- [TASK INSTRUCTIONS]: From first line to last, output the records below exactly.

Source data:
----

Issue #2840, opened 2021-10-13
Environment Variable Loading


beerose:
### Discussed in https://github.com/blitz-js/blitz/discussions/2444

<div type='discussions-op-text'>

<sup>Originally posted by **flybayer** June  3, 2021</sup>
## Problem

Blitz/Next use basically [dotenv-flow](https://github.com/kerimdzhanov/dotenv-flow) to load env var files like `.env`, `.env.test`, `.env.development.local`, etc. 

That behavior relies on setting NODE_ENV to the appropriate value before invoking a CLI command.

Problems:

1. Nextjs internals don't allow changing NODE_ENV. The `build` command must use `NODE_ENV=production` and `dev` must use `NODE_ENV=development`.
2. There's a [new Nextjs bug](https://github.com/vercel/next.js/issues/25491) that breaks previous usage of `NODE_ENV=test blitz build`
3. Now it's impossible to use `NODE_ENV` inside your app code to conditionally do things based on different environments.

## Proposed Solution

Use `APP_ENV` to determine app environment instead of `NODE_ENV`. `NODE_ENV` will only be used for `blitz dev` vs `blitz build`.

The value of `APP_ENV` will determine which `.env.[ENV].*` files will be loaded.

1. Defaults:
   1. `APP_ENV=development` for `blitz dev` 
   2. `APP_ENV=production` for `blitz build` and `blitz start`
   3. `APP_ENV=test` for Jest tests
2. Ways to manually specify APP_ENV:
   1. Set it before invoking the CLI like `APP_ENV=test blitz start`
   2. Set it with a new `-e` flag like `blitz start -e test`

With this solution, you can set `APP_ENV` to any string. Example: `APP_ENV=staging` which would load `.env.staging`

---

Any and all feedback is welcome!</div>

fleck:
Nice, just spent the last hour trying to figure out why NODE_ENV was getting set to production when I thought it should be test!

PR #2878, opened 2021-10-25
Load env variables based on `APP_ENV` or `-e` flag

beerose:
Closes: https://github.com/blitz-js/blitz/issues/2840

## Bug Checklist

## Feature Checklist

- [x] Documentation added/updated (submit PR to [blitzjs.com repo `canary` branch](https://github.com/blitz-js/blitzjs.com/tree/canary)): https://github.com/blitz-js/blitzjs.com/pull/617


beerose:
@flybayer I added the ability to set app env to `dev, start, build, export`. As for the other commands:
- `new` doesn't load anything from `.env` (or did I miss something)?
- `db` is deprectaed
- `prisma` — loads env variables inside of the `prisma` library, so that would need more changes right?
- `generate, codegen, install, routes` — doesn't need it?
- `console` — from what I see it doesn't load env variables, is that right?

flybayer:
Ok this is looking good, but need a few more changes.

1. Set `APP_ENV` if `-e` present in [next cli entrypoint](https://github.com/blitz-js/blitz/blob/canary/nextjs/packages/next/bin/next.ts).
2. Replace every call to `dotenv-flow` with a call to the next-env package
3. Remove `dotenv-flow` dependency

Prisma loads `.env` but none of the other files. So we previously called `dotenv-flow` which loaded the other files. Now we are replacing that with next-env.

nextjs/packages/next-env/package.json
```diff
@@ -1,7 +1,6 @@
 {
-  "private": true,
   "name": "@next/env",
-  "version": "11.1.0",
+  "version": "0.42.0",
```
beerose, line 3: update to latest

beerose (commented):
* Add integration tests
* Test locally the next package
* Brandon has to do a release with new `@blitzjs/env` package
* `loadEnvConfig` should default to `process.cwd()`

nextjs/packages/next-env/index.ts
```diff
@@ -78,8 +78,8 @@ export function loadEnvConfig(
   if (combinedEnv) return { combinedEnv, loadedEnvFiles: cachedLoadedEnvFiles }
 
   const isTest = process.env.NODE_ENV === 'test'
-  const mode = isTest ? 'test' : dev ? 'development' : 'production'
-  const dotenvFiles = [
+  let mode = isTest ? 'test' : dev ? 'development' : 'production'
```
beerose, line 81:
```suggestion
  const mode = isTest ? 'test' : dev ? 'development' : 'production'
```

nextjs/test/integration/env-config-app-env/app/next.config.js
```diff
@@ -0,0 +1,17 @@
+module.exports = {
+  cleanDistDir: false,
+  target: 'experimental-serverless-trace',
```
flybayer, line 3: This line shouldn't be here

nextjs/test/integration/env-config-app-env/test/index.test.js
```diff
@@ -0,0 +1,163 @@
...
+      '.env.staging.local',
+      '.env.production',
+    ].map((file) => join(appDir, file))
+
+    beforeAll(async () => {
+      nextConfigContent = await fs.readFile(nextConfigPath, 'utf8')
+      await fs.writeFile(
+        nextConfigPath,
+        nextConfigContent.replace(
+          '// update me',
```
flybayer, line 128: use this instead in config by default

flybayer (approved):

----

- [YOUR RESPONSE]:
Issue #2840, opened 2021-10-13
Environment Variable Loading


beerose:
### Discussed in https://github.com/blitz-js/blitz/discussions/2444

<div type='discussions-op-text'>

<sup>Originally posted by **flybayer** June  3, 2021</sup>
## Problem

Blitz/Next use basically [dotenv-flow](https://github.com/kerimdzhanov/dotenv-flow) to load env var files like `.env`, `.env.test`, `.env.development.local`, etc. 

That behavior relies on setting NODE_ENV to the appropriate value before invoking a CLI command.

Problems:

1. Nextjs internals don't allow changing NODE_ENV. The `build` command must use `NODE_ENV=production` and `dev` must use `NODE_ENV=development`.
2. There's a [new Nextjs bug](https://github.com/vercel/next.js/issues/25491) that breaks previous usage of `NODE_ENV=test blitz build`
3. Now it's impossible to use `NODE_ENV` inside your app code to conditionally do things based on different environments.

## Proposed Solution

Use `APP_ENV` to determine app environment instead of `NODE_ENV`. `NODE_ENV` will only be used for `blitz dev` vs `blitz build`.

The value of `APP_ENV` will determine which `.env.[ENV].*` files will be loaded.

1. Defaults:
   1. `APP_ENV=development` for `blitz dev` 
   2. `APP_ENV=production` for `blitz build` and `blitz start`
   3. `APP_ENV=test` for Jest tests
2. Ways to manually specify APP_ENV:
   1. Set it before invoking the CLI like `APP_ENV=test blitz start`
   2. Set it with a new `-e` flag like `blitz start -e test`

With this solution, you can set `APP_ENV` to any string. Example: `APP_ENV=staging` which would load `.env.staging`

---

Any and all feedback is welcome!</div>

fleck:
Nice, just spent the last hour trying to figure out why NODE_ENV was getting set to production when I thought it should be test!

PR #2878, opened 2021-10-25
Load env variables based on `APP_ENV` or `-e` flag

beerose:
Closes: https://github.com/blitz-js/blitz/issues/2840

## Bug Checklist

## Feature Checklist

- [x] Documentation added/updated (submit PR to [blitzjs.com repo `canary` branch](https://github.com/blitz-js/blitzjs.com/tree/canary)): https://github.com/blitz-js/blitzjs.com/pull/617


beerose:
@flybayer I added the ability to set app env to `dev, start, build, export`. As for the other commands:
- `new` doesn't load anything from `.env` (or did I miss something)?
- `db` is deprectaed
- `prisma` — loads env variables inside of the `prisma` library, so that would need more changes right?
- `generate, codegen, install, routes` — doesn't need it?
- `console` — from what I see it doesn't load env variables, is that right?

flybayer:
Ok this is looking good, but need a few more changes.

1. Set `APP_ENV` if `-e` present in [next cli entrypoint](https://github.com/blitz-js/blitz/blob/canary/nextjs/packages/next/bin/next.ts).
2. Replace every call to `dotenv-flow` with a call to the next-env package
3. Remove `dotenv-flow` dependency

Prisma loads `.env` but none of the other files. So we previously called `dotenv-flow` which loaded the other files. Now we are replacing that with next-env.

nextjs/packages/next-env/package.json
```diff
@@ -1,7 +1,6 @@
 {
-  "private": true,
   "name": "@next/env",
-  "version": "11.1.0",
+  "version": "0.42.0",
```
beerose, line 3: update to latest

beerose (commented):
* Add integration tests
* Test locally the next package
* Brandon has to do a release with new `@blitzjs/env` package
* `loadEnvConfig` should default to `process.cwd()`

nextjs/packages/next-env/index.ts
```diff
@@ -78,8 +78,8 @@ export function loadEnvConfig(
   if (combinedEnv) return { combinedEnv, loadedEnvFiles: cachedLoadedEnvFiles }
 
   const isTest = process.env.NODE_ENV === 'test'
-  const mode = isTest ? 'test' : dev ? 'development' : 'production'
-  const dotenvFiles = [
+  let mode = isTest ? 'test' : dev ? 'development' : 'production'
```
beerose, line 81:
```suggestion
  const mode = isTest ? 'test' : dev ? 'development' : 'production'
```

nextjs/test/integration/env-config-app-env/app/next.config.js
```diff
@@ -0,0 +1,17 @@
+module.exports = {
+  cleanDistDir: false,
+  target: 'experimental-serverless-trace',
```
flybayer, line 3: This line shouldn't be here

nextjs/test/integration/env-config-app-env/test/index.test.js
```diff
@@ -0,0 +1,163 @@
...
+      '.env.staging.local',
+      '.env.production',
+    ].map((file) => join(appDir, file))
+
+    beforeAll(async () => {
+      nextConfigContent = await fs.readFile(nextConfigPath, 'utf8')
+      await fs.writeFile(
+        nextConfigPath,
+        nextConfigContent.replace(
+          '// update me',
```
flybayer, line 128: use this instead in config by default

flybayer (approved):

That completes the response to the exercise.